Inter-genomic comparison analysis revealed a distinct 6-to-1 syntenic relationship between D. kaki and D. oleifera (Fig. 5), which further supported the high quality of the D. kaki assembly.

Fig. 5.

The syntenic dot plots of D. kaki and D. oleifera.

Author contributions

Fu, J. and Li, F. designed the project, and they are the corresponding authors of this paper. Han, W., Suo, Y., and Diao, S. collected the samples.
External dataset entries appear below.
PR #1574, opened 2023-09-22
Allow erosion as well as dilation / Use modified result for masking

WASasquatch:
Allow erosion of mask, not just dilation. Use modified result for pixel masking for seamless in-painting.

In the original implementation, when dilation is near the original mask boundary, but not exact, seams are erroneously visible from alpha showing through the blended area. Additionally, erosion of the mask area to tighten the mask was not possible because the modified mask would shrink within the original mask area. 

I did not edit the node field. This would mean that `mask_grow_by` is inaccurate terminology. Perhaps this should be changed to `mask_tolerance` or something more general?

`mask_grow_by` ceiling lifted to `128`, or 1/4th a 512^2 (1.5 era) generation. Floor set to `-128`

### DIFF
--- a/nodes.py
+++ b/nodes.py
@@ -323,7 +323,7 @@ class VAEEncodeTiled:
 class VAEEncodeForInpaint:
     @classmethod
     def INPUT_TYPES(s):
-        return {"required": { "pixels": ("IMAGE", ), "vae": ("VAE", ), "mask": ("MASK", ), "grow_mask_by": ("INT", {"default": 6, "min": 0, "max": 64, "step": 1}),}}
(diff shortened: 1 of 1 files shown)


comfyanonymous:
Why? doing erosion makes inpainting perform very badly.

WASasquatch:
> Why? doing erosion makes inpainting perform very badly.

What? It is no different. It's just making your mask larger or smaller.... You may load a mask with fuzzy zones and not want the mask extending so far like from CLIPSeg.

WASasquatch:
Done PRing to satan himself.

Li, H., Sun P., Wang, Y. and Zhang, Z. conducted genome assembly, analyze data, and wrote the manuscript, and they contributed equally to this study. Yang, J. provided intellectual insights. All authors critically commented and approved the manuscript.

Code availability

All software used in this work are in the public domain, with parameters described in the Methods section. The commands used in the processing were all executed according to the manuals and protocols of the corresponding bioinformatics software.

Competing interests

The authors declare no competing interests.